I have placed a [DISCUSS] thread on our d...@datasketches.apache.org list if
you wish to suggest some ideas! :)

On Fri, Aug 14, 2020 at 4:06 PM leerho <lee...@gmail.com> wrote:

> The other option would be to deprecate the Hive SketchState update(...)
> method and create a "newUpdate(...) method that has strings encode with
> UTF-8.  And also document the reason why.   Any other ideas?
>
> On Fri, Aug 14, 2020 at 4:03 PM leerho <lee...@gmail.com> wrote:
>
>> Yep!  It turns out that there is already an issue
>> <https://github.com/apache/incubator-datasketches-hive/issues/54> on
>> this that was reported 18 days ago.
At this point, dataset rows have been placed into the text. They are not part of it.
PR #2545, opened 2023-07-14
Add partial applicative typeclass functions

lmbollen:
We currently have functions like `.==.` that can operate on `Signal`s. However, I find myself often writing `.foo. pure bar` when comparing signals to constants.

With these changes(inspired by @gergoerdi's [retrocomputing lib](https://hackage.haskell.org/package/retroclash-lib-0.1.2.1/docs/RetroClash-Utils.html)) we can write `.foo bar` instead.

## Still TODO:

  - [x] Determine if there are more operators we'd like to add signal functions for.


clash-prelude/src/Clash/Signal/Internal.hs
```diff
@@ -1436,6 +1436,30 @@ infix 4 .==.
...
+-- | The above type is a generalization for:
+--
+-- @
+-- __(.==)__ :: 'Eq' a => 'Clash.Signal.Signal' a -> a -> 'Clash.Signal.Signal' 'Bool'
+-- @
+--
+-- It is a version of ('==') that allows comparing a @'Clash.Signal.Signal' a@ with a
+-- constant @a@ and returns a 'Clash.Signal.Signal' of 'Bool'
+(.==) :: (Eq a, Applicative f) => f a -> a -> f Bool
+(.==) a b = fmap (==b) a
```
alex-mckenna, line 1449: All of these new functions where only one argument is in a container don't need to be `Applicative`, only `Functor`. You hint at this in the implementations already: only `fmap` is needed to define these functions

martijnbastiaan:
This makes sense to me. Can we also get `(.&&)`, `(&&.)`, `(.||)`, `(||.)`? That seems to cover all the operators we export. Are you interested in moving this out of draft @lmbollen?

DigitalBrains1:
The commit details for the first commit say:

> We already have the ' .foo.' pattern for these typeclasses.
However, you often have to use '.foo . pure bar' if 'bar' is a constant.
After this change, you can use '.foo bar' instead.

Note the stray space between `.foo` and `. pure bar`.

And a bit nitpicky, the commit summary goes over the 50-char limit of the [50/72 rule](https://preslav.me/2015/02/21/what-s-with-the-50-72-rule/). I didn't count the characters, I noticed the GitHub website UI cut off the summary: https://github.com/clash-lang/clash-compiler/pull/2545/commits/24d7979fc58d146f6cf7bc4456fb5971519560ab

lmbollen:
> Are you interested in moving this out of draft @lmbollen?
Yeah I'd really like to have these operators. I hope to be able to update the PR soon.

> Edit: What does bother me a little bit is that we use both `.` for signal lifting (like in this PR) and for `BitVector` operations (like `+>>.`).

Yes, though I feel the `.` is more useful as a lifting indicator since it can be applied a lot more..
For `BitVector` we only have `.<<+` and `+>>.` which are derived from their Vector counterparts `<<+` and `+>>`

martijnbastiaan:
Yeah, I guess my comment wasn't really directed at this PR. I was merely pointing out the fact that `+>>.` is ambiguous: is it `+>>` lifted over `Signal`, or is it the `BitVector` version? We should probably think of an alternative notation for the latter..

DigitalBrains1:
We could just call them `bitShiftInL` and `bitShiftInR` and use them as

```haskell
x `bitShiftInR` y
```

clash-prelude/src/Clash/Signal.hs
```diff
@@ -241,9 +241,9 @@ module Clash.Signal
   , testFor
     -- * Type classes
     -- ** 'Eq'-like
-  , (.==.), (./=.)
+  , (.==.), (.==), (==.), (./=.), (./=), (/=.)
```
martijnbastiaan, line 244: It's further up in this file, but the new functions amongst `(.&&.), (&&.), (.&&), (.||.), (||.), (.||)` should also be imported.

martijnbastiaan (approved):
LGTM modulo missing exports and a CI breakage :)

clash-prelude/src/Clash/Signal.hs
DigitalBrains1: exported*

changelog/2025-03-19T08_52_01+01_00_new_partial_signal_operators
```diff
@@ -0,0 +1 @@
+ADDED: Alongside the existing Eq-like and Ord-like signal operators like `.==.` and `.<=.` etc. There are now new functions for comparing with constants: `.==`, `==.`, `./=`, `/=.`, `.<=`, `<=.`, `.>=`, `>=.`, `.>`, `>.`, `.<`, `<.`, `.&&`, `&&.`, `.||`, `||.`. These are useful for comparing signals with constants in a more readable way. For example, `a .==. pure True` can now be replaced with `a .== True`.
```
DigitalBrains1, line 1:
```suggestion
ADDED: Alongside the existing Eq-like and Ord-like signal operators like `.==.` and `.<=.` etc., there are now new functions for comparing with constants: `.==`, `==.`, `./=`, `/=.`, `.<=`, `<=.`, `.>=`, `>=.`, `.>`, `>.`, `.<`, `<.`, `.&&`, `&&.`, `.||`, `||.`. These are useful for comparing signals with constants in a more readable way. For example, `a .==. pure True` can now be replaced with `a .== True`.
```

Changing this will be fraught with
>> problems as other Hive users may have a history of sketches created with
>> Strings encoded as char[].  I'm not sure I see an easy solution other than
>> documenting it & putting warnings everywhere.
>>
>> On Fri, Aug 14, 2020 at 1:51 PM Marko Mušnjak <marko.musn...@gmail.com>
>> wrote:
>>
>>> Hi,
>>>
>>> It does seem the first two days (probably from Spark+Hive UDFs) merged
>>> by themselves, closely match the exact count of 11034. The other 12 days
>>> (built using Kafka Streams) taken together also closely match the exact
>>> count for the period.
>>>
>>> That would mean we have our cause here.
>>>
>>> Now to discover how strings are represented in Spark's input files and
>>> in Avro records in Kafka... I see the
>>> org.apache.datasketches.hive.hll.SketchState::update converts strings to
>>> char array, while just updating with String in
>>> org.apache.datasketches.hll.BaseHllSketch::update  first converts to UTF-8
>>> and hashes the resulting byte array. Maybe trying with converting strings
>>> in the Kafka Streams app to char[] will be a good first step.
>>>
>>> I'll give that a try and report back.
>>>
>>> Thanks everyone for your help in finding the source of this!
>>>
>>> Kind regards,
>>> Marko
>>>
>>> On Fri, 14 Aug 2020 at 20:58, leerho <lee...@gmail.com> wrote:
>>>
>>>> Hi Marko,
>>>>
>>>> As I stated before the first 2 sketches are the result of union
>>>> operations, while the rest are not.  I get the following:
>>>>
>>>> All 14 sketches : 34530
>>>> Without the first day : 27501; your count 24890;  Error = 10.5%   This
>>>> is already way off. it represents an error of nearly 7 standard deviations,
>>>> which is huge!
>>>> Without the first and second day : 22919;  your count 22989; Error =
>>>> -0.3%   This is well within the error bounds.
>>>>
>>>> I get the same results with Library versions 1.2.0 and 1.3.0 and we get
>>>> the same results with our C++ library.  Also, the C++ library was
>>>> redesigned from the ground up.  I think it is highly unlikely we would have
>>>> such a serious bug in all three versions without it being detected
>>>> elsewhere.
>>>>
>>>> I think Alex is on the right track.  If you encode the same input IDs
>>>> differently in two different environments they are essentially distinct
>>>> from each other causing the unique count to go up.
>>>>
>>>> Please let us know what you find out.
>>>>
>>>> Cheers,
>>>>
>>>> Lee.
>>>>
>>>>
>>>>
>>>>
>>>> On Fri, Aug 14, 2020 at 9:45 AM Alexander Saydakov <
>>>> sayda...@verizonmedia.com> wrote:
>>>>
>>>>> Since you are mixing sketches built in different environments, have
>>>>> you ever tested that the input strings are hashed the same way? There is a
>>>>> chance that strings might be represented differently in Hive and Spark, 
>>>>> and
>>>>> therefore the resulting sketches might be disjoint while you might believe
>>>>> that they should represent overlapping sets. The crucial part of these
>>>>> sketches is the MurMur3 hash of the input. If hashes are different,
>>>>> the sketches are not compatible. They will represent disjoint sets.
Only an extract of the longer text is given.